From our standpoint, it helps out with getting some solid back links for SEO
purposes in the beginning and also helps from a referral standpoint. We also
just like seeing and spreading great design. We're kind of passionate about
that. Some designers will send the link to their non-designer friends because
they don't feel like doing it pro-bono for their friend and the money their
friend can pay just isn't worth it to create something from scratch.

However, if you have a product or service whose direct customer is designers,
then you might be able to get some conversions from the CSS galleries. Your's
could be this case.

------
justauser
Congratulations on the launch and the beautiful work you're producing. I'd
love to hear your feedback on the very popular discussion from a few days ago
here (<http://news.ycombinator.com/item?id=3804134>) on Raganwald's blog, "I
don't hire unlucky people" (<http://raganwald.posterous.com/i-dont-hire-
unlucky-people>) . Specifically, I'm curious as to how much you as the creator
of this service think making a resume standout really helps an applicant
compared to a bland resume from a measurably more qualified candidate? Thanks!

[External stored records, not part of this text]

PR #378, opened 2019-02-13
[TECH] Remove css source maps from build

elanoism:
When `sourceMap=true` emotion keeps sourceMaps in js modules or bundle (eventually). This lowers the circuit size of the bundle about three times.

**Changes**
* Remove `sourceMap` option from the `.babelrc` used for the build.

### DIFF
--- a/.babelrc
+++ b/.babelrc
@@ -9,8 +9,7 @@
           "emotion",
           {
             "autoLabel": true,
-            "hoist": true,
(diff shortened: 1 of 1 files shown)


elanoism:
We should thank the mobile chapter for this as they noticed it first :)

felixjung:
Amazing!

PR #382, opened 2019-02-20
Tabs + Tab components

elanoism:
**Preview**
screenshot 2019-02-27 at 16 22 10

Design wise we don't really have tabs since we don't have anything designed that looks like a tab panel (the content bellow the tabs), yet. Currently the main need is for a navigation that looks like tabs, but it is actually anchors that point to different pages.

For that reason and to avoid exporting 3-4 different tab solutions I went for a stateless approach first and then added one fully stateful solution that gives all the a11y for free.

Fully working example usage for the dashboard would be:

```js
<TabList>
  <Tab as={Link} to="card" selected>Overview</Tab>
  <Tab as={Link} to="card/history">History</Tab>
</TabList>
```

Stateful variant, it works like this:

```js
<Tabs
  items={[
    { id: 'one', tab: 'Tab 1', panel: 'Content 1' },
    { id: 'two', tab: 'Tab 2', panel: 'Content 2' },
    { id: 'three', tab: 'Tab 3', panel: 'Content 3' },
    { id: 'four', tab: 'Tab 4', panel: 'Content 4' }
  ]}
/>
```

**Added**
* `Element` component for `as` functionality. Based on @felixjung's suggestion not to use `HtmlElement` for this. Also imagined that the `as` functionality will be forward compatible with emotion@10.
* Stateless `TabList`, `TabPanel` and `Tab` component that can be restyled and composed freely by the user with base accessibility props.
* Stateful `Tabs` with simplified usage and full accessibility props.


src/components/Tabs/components/Tab/Tab.spec.js
```diff
@@ -14,12 +14,4 @@ describe('Tab', () => {
...
     });
   });
-
-  describe('accessibility', () => {
-    it('should meet accessibility guidelines', async () => {
-      const wrapper = renderToHtml(<Tab />);
-      const actual = await axe(wrapper);
-      expect(actual).toHaveNoViolations();
-    });
-  });
```
connor-baer: 👀

elanoism: There is no value in a11y testing single tab by itself. At least few tab roles should be present for e meaningful test, imo.

src/components/Element/Element.js
```diff
@@ -0,0 +1,29 @@
+import React from 'react';
+import PropTypes from 'prop-types';
+
+/**
+ * Basic Element that can be used as underlying component for composition.
+ */
+const Element = ({ as, deepRef, ...props }) =>
```
felixjung: Haha. Now you're doing the same thing as the `HtmlElement` component. 😆 I was somewhat hoping you could localize this component to the Tabs/Tab, where you need it so we don't create global components like this.

Additionally, I would suggest you limit the `as` prop to some specific strings or a React element. Then you can map the string values to React elements you have already rendered out in a map. The elements you are just going to render out.

Somehow I remember having these createElement calls would not be so great for performance, but I might have it wrong. Maybe this was also related more to styled components? Dunno.

src/components/Tabs/Tabs.js
```diff
@@ -0,0 +1,88 @@
...
+    ).isRequired
+  };
+
+  state = { selectedIndex: 0 };
+
+  handleChange = selectedIndex => this.setState({ selectedIndex });
+
+  static getDerivedStateFromProps(props, state) {
+    if (
+      props.initialSelectedIndex &&
```
felixjung: Hm, thinking. Is it really initial if you can change it via updating the prop? I know the problem you're solving here though. You don't want to just copy props to state and have them be out of sync.

src/components/Tabs/components/Tab/Tab.js
```diff
@@ -0,0 +1,86 @@
...
+  flex-direction: column;
+  justify-content: center;
+  outline: none;
+`;
+
+const selectedTabStyles = ({ theme, selected }) =>
+  selected &&
+  css`
+    label: tab--selected;
+    color: initial !important;
```
fernandofleury: shouldn't specificity handle this without the important? (just curiosity)

src/components/Tabs/components/Tab/Tab.js
```diff
@@ -0,0 +1,86 @@
...
+      bottom: 0;
+      left: 0;
+      right: 0;
+      width: 100%;
+      height: ${theme.spacings.bit};
+      background: ${theme.colors.p500};
+    }
+  `;
+
+const tabIndex = selected => (selected ? undefined : '-1');
```
connor-baer: Why are you setting it to `-1`? This removes the tab from the focusable elements on the page 🧐

src/components/Tabs/components/TabList/TabList.js
```diff
@@ -0,0 +1,68 @@
+import React from 'react';
+import styled, { css } from 'react-emotion';
+import { styleHelpers } from '../../../../styles';
+
+import Tab from '../Tab';
+
+const MOBILE_AUTOSTRETCH_ITEMS_LIMIT = 4;
```
connor-baer: Out of curiosity, how did you pick this number?

connor-baer:
@felixjung There's no reason to use `ul` and `li` for the tabs — the roles (`tablist` and `tab`) give it the proper semantic meaning.

src/components/Tabs/components/TabList/TabList.js
joaovtg: I'm curious also to see how that affects the UI for the responsive version! 👀

felixjung:
> @felixjung There's no reason to use `ul` and `li` for the tabs — the roles (`tablist` and `tab`) give it the proper semantic meaning.

Just because you can annotate stuff to add meaning doesn't mean you should rely on that, right? I saw that there are roles, but I so far everything I've seen on the topic suggests that `aria-` attributes and roles don't replace semantic markup. Thoughts?

src/components/Element/Element.js
elanoism: I don't mind moving it locally under the tab tree, at all :)

The `createElement` is specifically for the `Link` component in the dashboard. There I think we need the whole tab to be working anchor and to work as a navigation. This is the reason for the whole thing.

I don't think there is performance change, AFAIK. Any `<Component {...props. />` is React.createElement(Component, props) under the hood anyway.

src/components/Tabs/Tabs.js
elanoism: Yea, I had a different functionality when naming this. I am not sure whether to even keep it now, but will rename it at least. Thanks for pointing it out!

src/components/Tabs/components/Tab/Tab.js
elanoism: I think this is leftover from the dashboard version where I needed to kill the default `Link` styles. Thanks!

connor-baer:
@felixjung You're right, when there's an HTML element available that conveys the intended meaning, that's always prefered over an attribute, e.g. `<button />` is better than `<span role="button" />`. However, in this case, `ul` and `li` have different semantic meaning than `tablist` and `tab`. 

Besides, there's a feature/bug in Safari that removes the semantic meaning from lists when `list-style: none` is used, which in this case would probably happen.

> This was a purposeful change due to rampant “list”-itis by web developers. … Basically, if you remove all default visible indication of the list, there is no indication to a sighted user or screen reader user that the content is a list.

From ["Fixing" Lists](https://www.scottohara.me/blog/2019/01/12/lists-and-safari.html) by Scott O'Hara

src/components/Tabs/components/Tab/Tab.js
elanoism: I saw it being used in other implementations. The end result is that when you click a tab, the next tab element is inside the panel.

src/components/Tabs/components/TabList/TabList.js
elanoism: When there are three or less tabs, they get stretched 100% on mobile and are aligned on both sides (left/right). Looks better. Also added the option to use a prop for that to force it on desktops as well (if there is need).

src/components/Tabs/components/Tab/Tab.js
connor-baer: Did you mean to write...
```suggestion
const tabIndex = selected => (selected ? '-1' : undefined);
```

Then it would be focusable by default, and likely pass focus to the next focusable element when selected (not sure if that actually works, I'd be curious to test that with a screen reader).

src/components/Tabs/components/TabList/TabList.js
connor-baer: I got that part, what I'm wondering is why it's exactly 4? This might work great for single, short English words as tab label, but likely doesn't work for languages with long words, e.g. Finnish or German. Or does it? Does the tab label wrap?

src/components/Tabs/components/Tab/Tab.js
connor-baer: I spent a bit more time reading about the topic because I want to understand this accessibility pattern better and because I don't want to give bad advice based on my incomplete assumptions. 

Once again, I found a lot of helpful information in one of [Heydon Pickering's articles](https://inclusive-components.design/tabbed-interfaces/). He confirms that what you are doing here is the best thing for screen readers.

> It's equally important that pressing `Shift + Tab` returns the user to the selected tab. This is all possible by giving each tab but the selected tab `tabindex="-1"`, which removes the inactive tabs from focus order but allows focus via a script. In the following example, the second tab is the selected tab, as denoted by the `aria-selected` state being set to `true`.
> 
> [...]
> 
> With `tabindex="-1`" in place for the remaining tabs, I can capture the `keydown` event for the left or right arrow keys to make the desired inactive tab active.

Based on this description, it seems like you're missing a bit of manual focus management to make the tabs fully screen reader accessible. I strongly recommend reading [this relevant section](https://inclusive-components.design/tabbed-interfaces/#aproblemreadingpanels) in Heydon's article.

src/components/Tabs/components/TabList/TabList.js
elanoism: The max is actually 3 (33% per piece). The number is 4, because the comparison is `items.length < 4`. I think I've picked the wrong representation/naming here :)

Will change.

felixjung:
@connor-baer it's the best of both worlds then! 👏

src/components/Tabs/Tabs.js
```diff
@@ -1,10 +1,16 @@
...
 
+import { range } from '../../util/fp';
+
 import TabList from './components/TabList';
 import Tab from './components/Tab';
 import TabPanel from './components/TabPanel';
 
+const KEY_LEFT_ARROW = 37;
+const KEY_RIGHT_ARROW = 39;
+const KEY_DOWN_ARROW = 40;
```
connor-baer: Do you think it would make sense to add these to the [key-helper util](https://github.com/sumup/circuit-ui/blob/master/src/util/key-codes.js)?

PR #388, opened 2019-03-12
[SA-2377] Pagination improvements

haltsir:


src/components/Pagination/PaginationContainer/PaginationContainer.js
```diff
@@ -16,46 +16,66 @@ const Container = styled('div')`
...
 `;
-
 NavigationButtonNext.displayName = 'NavigationButtonNext';
 
+const PaginationFooter = styled('div')`
+  ${({ theme }) => `
+    text-align: right;
+    color: ${theme.colors.n500};
+    font-size: ${theme.typography.text.kilo.fontSize};
+    padding-right: 12px;
```
mlent: This could be one of our spacing variables, right?

https://circuit.sumup.com/#/styles/spacing

haltsir: Thanks for the catch 👍

src/components/Pagination/PageButton/PageButton.js
```diff
@@ -1,26 +1,53 @@
 import styled, { css } from 'react-emotion';
 
 import Button from '../../Button';
+import { calculatePadding } from '../../Button/components/RegularButton/RegularButton'; // eslint-disable-line max-len
 
 const baseStyles = ({ theme }) => css`
   label: pagination__buttom;
   border-radius: 0;
   border-right: 0;
+  font-weight: normal;
```
connor-baer: There's a variable for that 😉

```suggestion
  font-weight: ${theme.fontWeight.regular};
```

src/components/Pagination/PageButton/PageButton.js
```diff
@@ -1,26 +1,53 @@
...
+    padding: ${calculatePadding({ theme, size: 'kilo' })()};
   }
 
   &:hover {
-    border-right: ${theme.borderWidth.kilo} solid ${theme.colors.n500};
+    box-shadow: 1px 0 0 ${theme.colors.n500};
+    z-index: 1;
+  }
+  &:hover:focus {
+    box-shadow: none;
```
connor-baer: Why are you removing the `box-shadow` here?

src/components/Pagination/PageButton/PageButton.js
```diff
@@ -1,26 +1,53 @@
...
+  primary &&
+  css`
+    font-weight: bold;
+    pointer-events: none;
+    &:hover {
+      border-color: ${theme.colors.n300};
+      box-shadow: none;
+  `;
+
+const inactiveStyles = ({ theme, disabled }) =>
```
connor-baer: Nit: I'd call this `disabledStyles`, to match the prop name.

src/components/Pagination/Pagination.js
```diff
@@ -126,22 +142,38 @@ Pagination.propTypes = {
...
+   */
+  previousLabel: PropTypes.string,
+  /**
+   * Text to be shown on the pagination footer
+   */
+  footer: PropTypes.string,
+  /**
+   * Align the pagination.
+   */
+  align: PropTypes.string,
```
connor-baer: What are the options here, besides `center`? I'd prefer something like:

```js
  PropTypes.oneOf([
    'center',
    'left',
    'right'
  ])
```

Same for the `justify` prop type.

src/components/Pagination/Pagination.story.js
```diff
@@ -17,6 +17,11 @@ storiesOf(`${GROUPS.COMPONENTS}|Pagination`, module)
         page={number('page', 1)}
         perPage={number('perPage', 10)}
         total={number('total', 50)}
+        pagesToShow={number('pagesToShow', 1)}
+        onChange={() => {}}
+        footer={text('footer', 'Showing 1 - 10 of 50 items')}
+        align={text('align', 'center')}
+        justify={text('justify', 'center')}
```
connor-baer: Please use the [`select` knob](https://www.npmjs.com/package/@storybook/addon-knobs#select) here, so users can try out the available options.

src/components/Pagination/PageButton/PageButton.js
haltsir: Because otherwise it leaves a border where there should be none.

src/components/Pagination/Pagination.js
haltsir: There are predefined CSS options for this. I left it open for text cause I can't be sure whether future CSS versions will add more options. We can always add them, but this means stricter maintenance. I don't have a hard opinion on this however.

src/components/Pagination/Pagination.story.js
haltsir: If we firmly decide to use strictly the CSS options, then it makes sense for this to be predefined options.

src/components/Pagination/PageButton/PageButton.js
connor-baer: Ah, I didn't see that the hover and focus states use different border-styles. 👍

src/components/Pagination/Pagination.js
connor-baer: I'm not familiar with the design for this component. Do you want to allow _all_ alignment options or just a subset? I wonder if this is better handled by passing in a custom classname. 🤔

haltsir: Right now I'm passing the rest of the props down to the `Container`, so probably that can be used to pass custom styles. Haven't tested whether it will work though.
About allowing all options, that I think is a very good question. I don't think all options are necessary to be allowed.
So what do you think, should I go for passing the classname or limiting the options?

connor-baer: I think the classname option is what we use elsewhere in Circuit UI, so I'd stick to it for consistency sake.

haltsir: It's odd, I agree :) Removed the props.

src/components/Pagination/PaginationContainer/PaginationContainer.js
```diff
@@ -4,10 +4,8 @@ import styled from 'react-emotion';
 import Button from '../../Button';
 
 const Container = styled('div')`
-  ${({ theme, align, justify }) => `
+  ${({ theme }) => `
     display: flex;
-    align-items: ${align};
-    justify-content: ${justify};
```
connor-baer: I'd keep some sensible defaults here (I think you used `center` as the default prop for both).

haltsir: Hm, it might be useful to provide a default for the vertical alignment, but I'm not so sure about the horizontal one. I'll add only `align-items`. Perhaps it would be a good idea for the future to add something to the documentation about how one would easily align the component horizontally.

PR #389, opened 2019-03-20
Add fallback for unsupported currencies

felixjung:
Previously, number formatting would throw a `TypeError` if a currency was unsupported. This PR adds fallback behavior.


felixjung:
I briefly investigated using the `Intl` API. However, it seems that while the API is great, it leads to inconsistent formatting based on the platform a user is on. I do think, however, that this topic deserves some dedicated attention.

PR #393, opened 2019-04-11
Export additional table components

zdravko61:
## Purpose
 
Export table building blocks in order to provide a way to create tables with circuit components.

### DIFF
--- a/src/components/Table/index.js
+++ b/src/components/Table/index.js
@@ -1,3 +1,8 @@
 import Table from './Table';
+import TableRow from './components/TableRow';
+import TableCell from './components/TableCell';
+import TableHeader from './components/TableHeader';
+
+export { TableRow, TableCell, TableHeader };
 
 export default Table;
--- a/src/index.js
+++ b/src/index.js
@@ -147,6 +147,8 @@ export {
 export { default as Picture } from './components/Picture';
 export { default as AutoCompleteInput } from './components/AutoCompleteInput';
 export { default as AutoCompleteTags } from './components/AutoCompleteTags';
+
+export { TableRow, TableCell, TableHeader } from './components/Table';
 export { default as Table } from './components/Table';
 export { default as CardSchemes } from './components/CardSchemes';
 export {


fernandofleury:
The code looks fine. but what's the need to export these outside of the table?

zdravko61:
@fernandofleury We should provide easy way to format table components as the default table doesn't cover all the cases. For example if don't like the styling you can  style the component ( yes I know we have a way to do this), but what about the case when u need sorting callback or to pass the data to the backend.

fernandofleury:
@zdravko61 Well, for the layout issues, this should be handled inside of circuit. (The designers should agree on a design that works for all of us)

And for the callback usage, I think the component should be updated.

I mean, I understand your needs and I don't want to be a blocker, but these should be handled inside of circuit and not outside, otherwise it beats the purpose of the design system... Maybe ask for someone else to review and give their thoughts?

connor-baer:
I agree with @fernandofleury. I'd prefer to improve the Table component inside Circuit rather than work around it in each project.

lyubomir-sumup:
I disagree with @fernandofleury and @connor-baer 
My opinion about the problem is that we should have primarily pure components in the circuit-ui. No states especially in the `<Table />` component but there is already such. The Table component must not contain any variable, logic or whatsoever about "sort" (but that's another topic). 
We should be able to have the basic building blocks and to compose whatever we want with them according to our needs. We might have cases where we need two footers or we don't even need a header of the tables at all. 
Here is a good example: [react table components](https://material-ui.com/demos/tables/#api) where are exported all the building components and composed according to the developer's needs and still complying with the design standards and theming.

elanoism:
I don't see any issue with exporting the building blocks. Tables are complex structures composed of different parts and no matter how much we try, there always will be that other case that we didn't thought about (which is the case the current implementation). I think it is important for us to be able to keep developing the current set of components that we have in the different projects where we have more freedom and actual product cases and after we learn more about them, we should **contribute back to circuit**. I agree that we should work to fix components inside circuit, but this also can't happen in a vacuum. 

Also this is completely in line with the compound components paradigm where you have the stateless parts and build the stateful (easy to use) parts on top of those.

As this can't possibly break anything and adds a net value, I am approving it. Future plans about how we want to proceed with improving **circuit-ui** can happen elsewhere.

PR #396, opened 2019-04-24
Add support of renderPrefix prop for Select component

voronianski:
## Purpose 

Adding `renderPrefix` prop that renders a left-aligned overlay icon or element. 
It's needed for customising `Select` component and using it as country dropdown on the website, e.g:

select-prefix

## Approach and changes

The same approach with rendering prefix element as in `Input` component:
- optional `renderPrefix` prop is expecting a function that will return a component
- `renderPrefix` receives a `className` prop which ensures a proper style of a returned component


src/components/Select/Select.js
```diff
@@ -108,12 +131,16 @@ const SelectContainer = styled('div')`
...
   ${selectInvalidStyles};
+  ${selectPrefixStyles};
 `;
 
 const Icon = styled(ArrowsIcon)`
   ${iconBaseStyles};
 `;
 
+const renderFixComponent = (className, renderFn) =>
+  (renderFn && renderFn({ className })) || null;
```
cristianoliveira: **Just a nitpick** 
There is no need to do `falsy || null` here cause the `defaultProps` is `null` and React handles "Falsy" values in the same way accordingly with their docs 😄
https://reactjs.org/docs/jsx-in-depth.html#booleans-null-and-undefined-are-ignored

voronianski: 👍

PR #397, opened 2019-04-26
Preserve Tag selected styles on hover

fernandofleury:
Currently the Tag is preserving the `clickable` styles on hover, even if the tag is already selected:

tag

I addressed it by forcing the `selected` styles to be also applied on hover.

### DIFF
--- a/src/components/Tag/Tag.js
+++ b/src/components/Tag/Tag.js
@@ -39,15 +39,6 @@ const tagStyles = ({ theme }) => css`
   display: inline-block;
 `;
 
-const tagSelectedStyles = ({ selected, theme }) =>
-  selected &&
-  css`
-    label: tag--selected;
-    background-color: ${theme.colors.p500};
-    ${shadowBorder(theme.colors.p500)};
-    color: ${theme.colors.white};
-  `;
-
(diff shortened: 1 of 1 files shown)


src/components/Tag/Tag.js
```diff
@@ -59,6 +50,19 @@ const tagClickableStyles = ({ onClick, theme }) =>
...
+  selected &&
+  css`
+    label: tag--selected;
+    background-color: ${theme.colors.p500};
+    ${shadowBorder(theme.colors.p500)};
+    color: ${theme.colors.white};
+
+    &:hover {
+      background-color: ${theme.colors.p500};
+      ${shadowBorder(theme.colors.p500)};
```
connor-baer: How about staging a darker brand color for hover? A user can click the tag again to unselect, right?

fernandofleury: I'm not sure if every tag we use is also a toggle. If so, then yes it makes total sense

connor-baer: Fair point. How about adding `tagSelectedClickableStyles` to match the `tagClickableStyles` when there's an `onClick handler?

PR #833, opened 2021-03-03
fix: component SingleDayPicker wrong usage example

evemontalvao:
Addresses #ticket-number.

## Purpose

I've found a problem with SingleDayPicker example on storybook. The example passes the whole object event to the state, which causes an always-true state, this results in a calendar that never closes.

## Approach and changes
This is the initial state of focusedInput:
```
const [focusedInput, setFocusedInput] = useState(null);
```
And this is the object passed on `onFocusChange` event:
```
{
   focused: true/false
}
```
Once we have a focusChange event, the state is never falsy again, since we were passing the whole object to the state and the calendar stays open even when the focus is on another component.
I've changed the method passed to onFocusChange to get only the value of the property `focused` and set it to the state.

## Definition of done

* [x] Development completed
* [x] Reviewers assigned

### DIFF
--- a/src/components/Calendar/SingleDayPicker.stories.js
+++ b/src/components/Calendar/SingleDayPicker.stories.js
@@ -32,7 +32,7 @@ export const Base = (args) => {
       date={date}
       onDateChange={setDate}
       focused={focusedInput}
-      onFocusChange={setFocusedInput}
+      onFocusChange={({ focused }) => setFocusedInput(focused)}
     />
   );
 };


connor-baer (approved):

connor-baer:
Hey @evemontalvao, thanks for the PR! 🙌

 Would you like me to invite you to the [SumUp OSS](https://github.com/sumup-oss/) GitHub org? It would make contributing to our OSS repos easier for you :)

A snippet from the blog... \--- “First, I stopped caring so much about little
things like how 'professionally' a resume was formatted or whether the cover
email had spelling mistakes. I realized that throwing people away because of a
spelling mistakes was really another way of discarding half the resumés
because you don’t want to work with unlucky people.”

“Wait,” said Oscar, “but surely all things being equal, the person who takes
the time to get the email right is better than the person who doesn’t?”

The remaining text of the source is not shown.